Proceeding with a partial fraction decomposition will help to simplify the integrand quite nicely.

Edit: In case you're curious:

\displaystyle \begin{aligned} \therefore \ \int \tan x \text{ d}x \ & \overset{t = \tan \frac{x}{2}}= \int \left( \dfrac{2t}{t^2 + 1} - \dfrac{1}{t+1} + \dfrac{1}{1-t} \right) \text{ d}t \\ & \ \ \ = \ \log | t^2 + 1 | - \log | 1-t | - \log | t+1 | + \mathcal{C} \\ & \ \ \ = \ \log \left| \dfrac{t^2 + 1}{1 - t^2} \right| + \mathcal{C} \\ & \ \ \ = \ \log \left| \dfrac{1 + \tan^2 \frac{x}{2}}{1 - \tan^2 \frac{x}{2}} \right| + \mathcal{C} \\ & \ \ \ = \ \log \left| \dfrac{1}{\cos^2 \frac{x}{2} - \sin^2 \frac{x}{2}} \right| + \mathcal{C} \\ & \ \ \ = \ \log \left| \dfrac{1}{\cos x} \right| + \mathcal{C} \\ & \ \ \ = \ - \log | \cos x | + \mathcal{C} \end{aligned}

That's really beautiful

Reply 10

atsruser

Original post by Khallil

Mhm. Another way would be to use the Weierstrass substitution:

That's very nice, but I can't help but think of butterflies and wheels after reading that.

Reply 11

Mr M

Study Forum Helper

Original post by Khallil

What do you mean by butterflies and wheels? It's really elaborate, so the Weierstrass sub would usually be my last resort unless I was having a (really) bad day, haha!

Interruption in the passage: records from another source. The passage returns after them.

PR #461, opened 2026-06-02
Completed day 4's assignment 

PrestBlake25:
I just completed day 4's assignment.


week1/plot_trips.R
```diff
@@ -18,26 +18,53 @@ load('trips.RData')
 ########################################
 
 # plot the distribution of trip times across all rides (compare a histogram vs. a density plot)
-
+ggplot(trips, aes(x = tripduration)) + scale_x_log10(label = comma) + geom_histogram(bins = 200)
+ggplot(trips, aes(x = tripduration)) + scale_x_log10(label = comma) + geom_density()
 # plot the distribution of trip times by rider type indicated using color and fill (compare a histogram vs. a density plot)
```
hannahcha417, line 23: For these graphs, I would recommend filtering out some of the unusually large values (e.g. 1 million seconds)! And that way, you won't have to use a log scale x axis

week1/plot_trips.R
```diff
@@ -18,26 +18,53 @@ load('trips.RData')
...
-
+ggplot(trips, aes(x = tripduration, fill = usertype, color = usertype)) + scale_x_log10(label = comma)+ geom_histogram(bins = 200)
+ggplot(trips, aes(x = tripduration, color = usertype)) + scale_x_log10(label = comma)+ geom_density()
 # plot the total number of trips on each day in the dataset
```
hannahcha417, line 26: Histogram/density plots of two different types are quite hard to see on the same graph! I would recommend splitting them out into different graphs with facet_wrap, or maybe even reducing the opacity of one or the other to make it easier to see!

week1/plot_trips.R
```diff
@@ -18,26 +18,53 @@ load('trips.RData')
...
+new_trips %>% group_by(start_date) %>% summarize(num_trips = n()) %>% ggplot(aes(x=start_date, y = num_trips)) + geom_line()
 
 # plot the total number of trips (on the y axis) by age (on the x axis) and gender (indicated with color)
 
+newer_trips <- new_trips %>% mutate (
+                age = 2014 - birth_year
+            )
+newer_trips %>% group_by(age, gender) %>% summarize(num_trips = n()) %>% ggplot(aes(x = age, y = num_trips, color = gender)) + geom_line()
+
 # plot the ratio of male to female trips (on the y axis) by age (on the x axis)
```
hannahcha417, line 42: You could lower the y axis here to make it easier to see!

week1/plot_trips.R
```diff
@@ -18,26 +18,53 @@ load('trips.RData')
...
+                                            mutate(m_t_f_ratio = Male / Female) %>%
+                                            ggplot(aes(x = age, y = m_t_f_ratio)) + scalegeom_point()
+
 ########################################
 # plot weather data
 ########################################
 # plot the minimum temperature (on the y axis) over each day (on the x axis)
 
+ggplot(weather, aes(x = date, y = tmin)) + geom_point()
+
```
hannahcha417, line 59: You can use x = ymd for a cleaner x axis!

week1/plot_trips.R
```diff
@@ -48,15 +75,60 @@ trips_with_weather <- inner_join(trips, weather, by="ymd")
...
 # you'll need to decide what constitutes "substantial precipitation" and create a new T/F column to indicate this
 
+trips_with_weather %>% group_by(ymd, tmin) %>% summarise(num_trips = n(), avg_precp = mean(prcp)) %>%
+                        ggplot(aes(x = tmin, y = num_trips, color = avg_precp)) + geom_point() +
+                    labs(
+                        title = "Min Temperature vs Number Of Trips",
+                        x = "Min Temperature",
+                        y = "Number of Trips"
+                    ) + geom_smooth()
+
```
hannahcha417, line 98: Right now, you're adding a color to results based on the mean precipitation, but we were thinking you could split up results using a precipitation threshold that you can specify! This would involve mutating to create a new binary column, and then using that column to either specify the color of the point or facet_wrap based on it!

week1/plot_trips.R
```diff
@@ -48,15 +75,60 @@ trips_with_weather <- inner_join(trips, weather, by="ymd")
...
+ggplot(weekday_avg_std, aes(x = weekday, y = avg_num_trips)) +
+geom_line() +
+geom_ribbon(aes(ymin = avg_num_trips - standard_devi,
+                ymax = avg_num_trips + standard_devi),
+                alpha = 0.3) +
+        labs (title = "Weekday vs Number Of Trips (With Standard Deviation)",
+                        x = "Weekday",
+                        y = "Average Number of Trips"
+            )
```
hannahcha417, line 134: For this graph, I think we intended for you to use facet_wrap to split up the average trips per hour across the day, for each day of the week, creating 7 different graphs for each day. Currently, you're plotting the average number of trips per day of the week, which is subtly different!

hannahcha417:
Great job overall and great graphs! I included a few comments/suggestions here and there, but overall, great work! Let me know if you have any questions on some of the comments I left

It's from this poem. It means you could have achieved the same result more easily.

Reply 12

Ilovemaths96

Original post by Khallil

I don't actually remember. I think I learnt it in the Mega A Level Maths Thread Mk III. It might have been Felix, joostan, Llewellyn, davros or another awesome person who taught it to me. I'll try and find the link to the explanation. It's pretty coherent.

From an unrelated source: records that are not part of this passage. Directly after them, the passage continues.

PR #463, opened 2026-06-02
Visualization Asssignment Day 4 

faridabalogun:
So sorry it too so long, i wanted to make the code easier to read


week1/plot_trips.R
```diff
@@ -18,25 +18,60 @@ load('trips.RData')
 ########################################
 
 # plot the distribution of trip times across all rides (compare a histogram vs. a density plot)
+trips %>%
+ggplot(aes(x=tripduration)) + geom_histogram()+
+scale_x_log10(label = comma )+ xlab('Trip Duration') +ylab('Count')
+
+ggplot(trips,aes(x=tripduration))+ geom_density(fill = "grey"  )+
+scale_x_log10(label = comma )+ xlab('Trip Duration') +ylab('Count')
```
hannahcha417, line 27: For these two, I would recommend filtering out unusually large values (e.g. 1 million seconds)! That way, you don't have to use a log scale for the x axis

week1/plot_trips.R
```diff
@@ -18,25 +18,60 @@ load('trips.RData')
...
 
 # plot the distribution of trip times by rider type indicated using color and fill (compare a histogram vs. a density plot)
+ggplot(trips, aes(x = tripduration  , color = usertype, fill =  usertype ))  + geom_histogram() +scale_x_log10(label = comma )+
+xlab('Trip Duration') +ylab('Count of Trips')
+ggplot(trips, aes(x = tripduration  , color = usertype, fill =  usertype ))  + geom_density() +scale_x_log10(label = comma )+
+xlab('Trip Duration') +ylab('Count of Trips')
```
hannahcha417, line 33: For both of the above, I would recommend separating out the user types using facet wrap! For histograms and density plots, it's a bit difficult to see the two different types when they're on top of each other!

week1/plot_trips.R
```diff
@@ -18,25 +18,60 @@ load('trips.RData')
...
+ggplot(aes(x = day , y = tmin))+ geom_point()+scale_y_log10(label = comma )+ xlab('Day') +ylab('Minimum Temperature')
 
 # plot the minimum temperature and maximum temperature (on the y axis, with different colors) over each day (on the x axis)
 # hint: try using the pivot_longer() function for this to reshape things before plotting
 # (you can skip this and come back to it tomorrow if we haven't covered reshaping data yet)
+weather %>%
+select(date,tmin,tmax) %>%
+pivot_longer(names_to ="temp", values_to = "temp_values", 2:3 )%>%
+ggplot(aes(x = date, y = date ))+geom_point() +  xlab('Day') +ylab('Minimum And Maximum Temperature')
+
```
hannahcha417, line 74: In this case, you should plot it like y = temp_values, color = temp, so that you can see both min and max cleanly on the same grpah. Also if you set x = ymd, you'll get a cleaner x axis!

week1/plot_trips.R
```diff
@@ -47,16 +82,47 @@ trips_with_weather <- inner_join(trips, weather, by="ymd")
...
 # repeat this, but now split the results by day of the week (Monday, Tuesday, ...) or weekday vs. weekend days
 # hint: use the wday() function from the lubridate package
+trips_with_weather %>% 
+mutate(weekday = wday(starttime,label = TRUE),hour = hour(starttime),day = floor_date(ymd,unit="day"))%>% 
+group_by(day,hour,weekday)%>%summarize (count= n())%>%
+group_by(hour,weekday)%>%
+summarize (mean = mean(count),sd = sd(count))%>%
+ggplot(aes( x= hour))+ 
+geom_ribbon(aes(ymin = mean - sd , ymax  = sd + mean,alpha = 0.25))+facet_wrap(~weekday,scale ="free")
++ xlab(' Hour') +ylab('SD and Mean of Trips')
```
hannahcha417, line 128: Great graphs! Just an FYI that you'll also want to include geom_line() to include the actual data, not just its standard deviation!

hannahcha417:
Overall, great job! I left a few comments/suggestions in places; let me know if you have any questions about these! Your graphs are great!

PR #475, opened 2026-06-03
assignments up to week 2 day 2

pennywa:


week2/sampling-distributions.R
```diff
@@ -80,19 +109,45 @@ library(tidyverse)
...
+ x.avgs <- rep(0,10^4)
+  for(i in 1:10^4)
+{
+x.group <- sample(pop2$bmi,150)
+x.avgs[i] <- mean(x.group)
+}
+mean(x.avgs)
+# 24.98105
+# basically it's 25. values are slightly different when i run it multiple times
+
```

I've always noticed you give an unusual (in a good way) method of doing a problem, like today, I wanna learn cool stuff like that too hence my username :smile:

Reply 13

atsruser

Original post by Khallil

What do you mean by butterflies and wheels? It's really elaborate, so the Weierstrass sub would usually be my last resort unless I was having a (really) bad day, haha!

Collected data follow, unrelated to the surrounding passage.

PR #478, opened 2026-06-03
Day 7 Assignment

addinar:
Completed week2/hypothesis_testing.R


week2/hypothesis-testing.R
```diff
@@ -7,19 +7,73 @@ magnets <- read_csv("http://pluto.huji.ac.il/~msby/StatThink/Datasets/magnets.cs
...
+magnets %>%
+    ggplot(aes(x=active, y=change)) +
+    geom_boxplot() + 
+    labs(
+        x="Patient Categories",
+        y="Change in Response"
+    )
+# The boxplot for the change in response for patients who received the active magnets has 0 outliers
+# The boxplot for the change in response for patients who received the placebo has 3 outliers
+
```
hannahcha417, line 76: Nice job figuring out the boxplot!

week2/hypothesis-testing.R
```diff
@@ -33,12 +87,99 @@ magnets <- read_csv("http://pluto.huji.ac.il/~msby/StatThink/Datasets/magnets.cs
 #    of size n = 100 from the Normal(3, 2) distribution. Compute the expectation
 #    and the variance of the sample average and of the sample median. Which of
 #    the two estimators has a smaller mean square error?
+mu <- 3
+sd <- 2
+n <- 100
```
hannahcha417, line 92: Close! The second parameter to Normal() is actually the variance, not the standard deviation. So, you're going to have to take the square root of it to get the standard deviation! Your answers below are slightly off because of this, but super easy to fix since all you need to do is change the sd value to sqrt(2)!

week2/hypothesis-testing.R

Well, Mr M has nicely provided the source of the expression. "breaking a butterfly on a wheel" mean to use vast overkill for a task. However, please don't take that as a criticism; it's very good practise to figure out as many different solutions as you can to a problem (though to be honest, once I've figured out one solution to a problem, I usually lose interest in doing it in other ways).